The records below hold a stretch from the line with "-118,7 +118,7 @@ else()" through the line with "backend is not"; return exactly those lines, ends included, and nothing more.

= = = = =

PR #20231, opened 2025-10-29
[cling] Enable cling to be built with Emscripten

mcbarton:
# This Pull request:

## Changes or fixes:

This change enables cling to be built with Emscripten. The Emscripten build of cling doesn't currently work, but these changes allow it to build. If this goes in I will begin debugging what changes are needed to enable it to function in a web browser and node through CppInterOp, which has an Emscripten ci (including tests).

## Checklist:

- [x] tested changes locally

This PR fixes #

### DIFF
--- a/interpreter/cling/CMakeLists.txt
+++ b/interpreter/cling/CMakeLists.txt
@@ -118,7 +118,7 @@ else()
   endif()
 endif()
 
-if( NOT "NVPTX" IN_LIST LLVM_TARGETS_TO_BUILD)
+if( NOT "NVPTX" IN_LIST LLVM_TARGETS_TO_BUILD AND NOT EMSCRIPTEN)
   message(FATAL_ERROR "NVPTX backend is not activated\n"
     "Please enable it via -DLLVM_TARGETS_TO_BUILD=\"host;NVPTX\"")
 endif()
--- a/interpreter/cling/lib/Interpreter/IncrementalCUDADeviceCompiler.cpp
+++ b/interpreter/cling/lib/Interpreter/IncrementalCUDADeviceCompiler.cpp
@@ -92,13 +92,13 @@ namespace cling {
       llvm::errs() << "Could not create PTX interpreter instance\n";
       return;
     }
-
+#ifndef __EMSCRIPTEN__
     // initialize NVPTX backend
     LLVMInitializeNVPTXTargetInfo();
     LLVMInitializeNVPTXTarget();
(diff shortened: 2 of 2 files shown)


ferdymercury:
Maybe related: https://github.com/root-project/root/pull/20225

devajithvs (commented):
I think the changes in https://github.com/root-project/root/pull/20225 should fix Cling build with Emscripten. Let's wait for that before making this change.

hahnjo (changes requested):
In my opinion, https://github.com/root-project/root/pull/20225 is the more correct approach because it's not about building with Emscripten, but really about the missing NVPTX backend.

vgvassilev:
> In my opinion, #20225 is the more correct approach because it's not about building with Emscripten, but really about the missing NVPTX backend.

What has to do the emscripten work with some other PR we discussed. Is there a reason to block the current PR?

hahnjo:
> > In my opinion, #20225 is the more correct approach because it's not about building with Emscripten, but really about the missing NVPTX backend.
> 
> What has to do the emscripten work with some other PR we discussed. Is there a reason to block the current PR?

I don't understand the first sentence of the comment. And yes, I object to this PR because `#ifndef __EMSCRIPTEN__` is wrong and `#if LLVM_HAS_NVPTX_TARGET` from https://github.com/root-project/root/pull/20225 is correct.

vgvassilev:
> and `#if LLVM_HAS_NVPTX_TARGET` from #20225 is correct.

~~In your opinion.~~

Now I see what you meant. Yes, we should not wrap the `nvptx` initialization around emscripten clauses.

hahnjo:
> > and `#if LLVM_HAS_NVPTX_TARGET` from #20225 is correct.
> 
> In your opinion.

Yes, obviously. You asked for the reason to block this PR, there it is. I'm open to discussion, but that's the technical arguments I see so far.

vgvassilev:
> > > and `#if LLVM_HAS_NVPTX_TARGET` from #20225 is correct.
> > 
> > 
> > In your opinion.
> 
> Yes, obviously. You asked for the reason to block this PR, there it is. I'm open to discussion, but that's the technical arguments I see so far.

Apologies -- I overlooked. Updated my comment...

mcbarton:
Closing as I checked locally and https://github.com/root-project/root/pull/20225 achieves the same result of allowing cling to be compiled with Emscripten.

PR #20236, opened 2025-10-30
Fix many problems in `TGraphPainter::PaintGraphReverse`

linev:
This method used when graph drawn with "rx" or "ry" draw option.

Example is: https://github.com/root-project/root/blob/master/roottest/graphics/macros/graphs/graphreverse.C

Following problems are resolved:

1. Zooming of Y axis. While TH1 used for axis painting. Y min/max stored in `fMininum/fMaximum` members of histogram. So one have to use these values for painting of Y axis.
2.  `Unzoom` of Y axis - fMinimum/fMaximum of histogram set to 0 and need to be properly configured again.
3. Memory leak - new TGaxis object and reversed graph was not deleted
4. Eliminate `gPad->Update()` inside painter which completely screw-up painting of TCanvas making wired PS/SVG output. Found with new stressGraphics tests in https://github.com/root-project/root/pull/20216


couet (approved):

dpiparo:
Thanks!

PR #20238, opened 2025-10-30
[cmake][tmva] Disable TMVA_CNN_Classification.py if tensorflow is not found

bellenot:


dpiparo:
Do we also need to do something about other tutorials that require TF? For example `RBatchGenerator_TensorFlow.py`?

bellenot:
> RBatchGenerator_TensorFlow

Well, I'll have to check on Linux, I only discovered TMVA_CNN_Classification.py because some other ones are disabled on WIndows:
```
if(MSVC AND NOT win_broken_tests)
  # RBatchGenerator tutorials don't work on Windows at the moment.
  list(APPEND dataframe_veto machine_learning/RBatchGenerator_NumPy.py)
  list(APPEND dataframe_veto machine_learning/RBatchGenerator_TensorFlow.py)
  list(APPEND dataframe_veto machine_learning/RBatchGenerator_PyTorch.py)
  [...]
```

bellenot:
@dpiparo ok thanks to your comment, I think I found the proper way of fixing this:
```
  file(GLOB requires_tensorflow RELATIVE ${CMAKE_CURRENT_SOURCE_DIR}
      machine_learning/RBatchGenerator_TensorFlow.py
      machine_learning/TMVA_CNN_Classification.py
  )
```

PR #20244, opened 2025-10-30
[graphics] Implement TGraphPolar::SavePrimitive

linev:
Was completely missing before.

Extend functionality of `SavePrimitiveVector` to handle empty arrays or arrays with only zeros
which can be replaced by "nullptr" in many constrctors like in `TGraphErrors`.
Use this functionality in meaningful places.

Fixes issue discovered with https://github.com/root-project/root/pull/20216


linev:
PR was ok before, only stressGraphics can have problem which I want to fix fix next PR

= = = = =

> **Response for this exercise**
@@ -118,7 +118,7 @@ else()
   endif()
 endif()
 
-if( NOT "NVPTX" IN_LIST LLVM_TARGETS_TO_BUILD)
+if( NOT "NVPTX" IN_LIST LLVM_TARGETS_TO_BUILD AND NOT EMSCRIPTEN)
   message(FATAL_ERROR "NVPTX backend is not activated\n"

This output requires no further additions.